■ **WHAT YOU SHOULD DO**
Filter these records by the string "make", copying each line that holds it.

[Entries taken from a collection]
PR #107, opened 2019-05-24
FSLC this and that

schnitzeltony:
1.st: menuconfig: tested - yes both linux-fslc and linux-fslc-lts-4.19 have scrambled GUI without it
2.nd: USB_PRINTER and USB_SERIAL_PL2303 : should not explode build times
3.rd lts: update: run tested no issues


schnitzeltony:
Maybe the title was not chosen wisely...

Ping?

PR #113, opened 2019-06-19
qoriq-base: Use the same provider for u-boot and u-boot-fw-utils

AlbanBedel:
It make sense for the default config to use the same provider for
for both u-boot and u-boot-fw-utils. We now assume that there is a
matching -fw-utils package, if not the build will fail instead of
silently using a mismatching u-boot version.

Signed-off-by: Alban Bedel <alban.bedel@avionic-design.de>


otavio:
@AlbanBedel please make a PR for master as well.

■ **RESULT OF THE EXERCISE**
It make sense for the default config to use the same provider for
@AlbanBedel please make a PR for master as well.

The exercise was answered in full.